BEGIN GIVEN DATA

PR #5788, opened 2019-11-06
refactor: source SMTP email configuation from ENV vars instead of DB

### LINKED ISSUE #5759: [GQL] Email SMTP (included/email-smtp)
Updated email settings in the `Packages` collection.

### Collections

- [ ] Packages

### Meteor dependencies

- [ ] meteor/check
- [ ] meteor/meteor

### Methods

- [ ] email/saveSettings

### Publications

none

### File structure

```
.
├── index.js
└── methods
    ├── index.js
    └── saveSettings.js
```

willopez:
Resolves #5759 
Impact: minor
Type: refactor

## Issue
Settings for SMTP email service were being saved to the DB in plain text which is not secure. This PR refactors sourcing SMTP email configuration from the `MAIL_URL` env var, this will also help us move closer to PCI compliance.

## Solution
Source SMTP email config from ENV var.

If you're solving a UIX related issue, please attach screen-caps or gifs showing how your solution differs from the issue.

**NOTE:**
I have created a new issue to remove the old UI used to set these settings in the Admin UI. https://github.com/reactioncommerce/reaction-admin/issues/84
## Breaking changes
NA

## Testing
1. Set the `MAIL_URL` to a desired value, i.e. `MAIL_URL=https://user:pass@example.com:465`
2. Restart the API
2. Use the `verifySMTPEmailSettings` to verify the settings are correct.
```
mutation verifySMTPEmailSettings($input: VerifySMTPEmailSettingsInput!) {
  verifySMTPEmailSettings(input: $input) {
    isVerified
  }
}
```
variables:
```
{
  "input": {
    "shopId": "cmVhY3Rpb24vc2hvcDpKOEJocTN1VHRkZ3daeDNyeg=="
  }
}
```


src/plugins/email-smtp/util/getMailConfig.js
```diff
@@ -40,76 +39,11 @@ function getConfigFromMailUrl({ logger, mailUrl }) {
...
  * @summary get the email sending config for Nodemailer
- * @param {Object} context App context
- * @param {String} shopId The ID of the shop for which to get email sending config
  * @returns {{host: String, port: Number, secure: Boolean, auth: Object, logger: Boolean}} returns a config object
  */
-export default async function getMailConfig(context, shopId) {
-  const { collections } = context;
-  const { Packages } = collections;
+export default async function getMailConfig() {
   const { MAIL_URL, EMAIL_DEBUG } = process.env;
```
aldeed: You should update these to come from an `envalid` config file for this plugin while you're in here. `EMAIL_DEBUG` can default to `false` and `MAIL_URL` can default to `""` to make it optional. Then I would remove it from the `.env.example` file. I'm trying to keep things out of that file if possible since it isn't portable when we move plugins to NPM packages.

src/plugins/email-smtp/util/getMailConfig.js
```diff
@@ -119,21 +53,7 @@ export default async function getMailConfig(context, shopId) {
...
-  if (service && service !== "custom") return getStandardServiceConfig({ logger, password, service, user });
-
-  /**
-   * Fall back to a custom service
-   */
-  if (host && port) return getCustomServiceConfig({ host, logger, password, port, user });
-
-  /**
-   * If all else fails, try direct sending but warn that this rarely works.
+   * Try direct sending but warn that this rarely works.
```
aldeed: In the other function, we just fail if `direct` is true, so this message isn't accurate. I think the best would be:

- Remove all of this after `if (MAIL_URL)` line and just throw an error instead.
- In `sendSMTPEmail.js`, add `try/catch` around `getMailConfig()` line, and call `sendEmailFailed` in the `catch` block. No need to check `config.direct` in that file.

src/plugins/email-smtp/util/getMailConfig.js
```diff
@@ -119,21 +53,7 @@ export default async function getMailConfig(context, shopId) {
   if (MAIL_URL) return getConfigFromMailUrl({ logger, mailUrl: MAIL_URL });
```
aldeed: As far as I can tell, `getConfigFromMailUrl` does not do anything with `logger` so I see no reason to pass it in. It can be added to the returned config object before returning it from this function.

Also, since ENV should not change while the server is running, `getConfigFromMailUrl` could be called just one time in top-level code, and then the config object simply returned by this function.

src/plugins/email-smtp/util/getMailConfig.js
willopez: validation added.

src/plugins/email-smtp/util/getMailConfig.js
willopez: refactored

src/plugins/email-smtp/util/getMailConfig.js
willopez: suggestions implemented.

willopez:
@mikemurray this is ready for another review. All integration tests pass locally.

aldeed:
@mikemurray I may have resolved those welcome email issues in my other PRs related to account invites.

willopez:
@aldeed all comments resolved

END GIVEN DATA

== TASK OBJECTIVE ==
Pick out, from the lines above, every one that contains the string "resolved".

== COMPLETED EXERCISE ==
@mikemurray I may have resolved those welcome email issues in my other PRs related to account invites.
@aldeed all comments resolved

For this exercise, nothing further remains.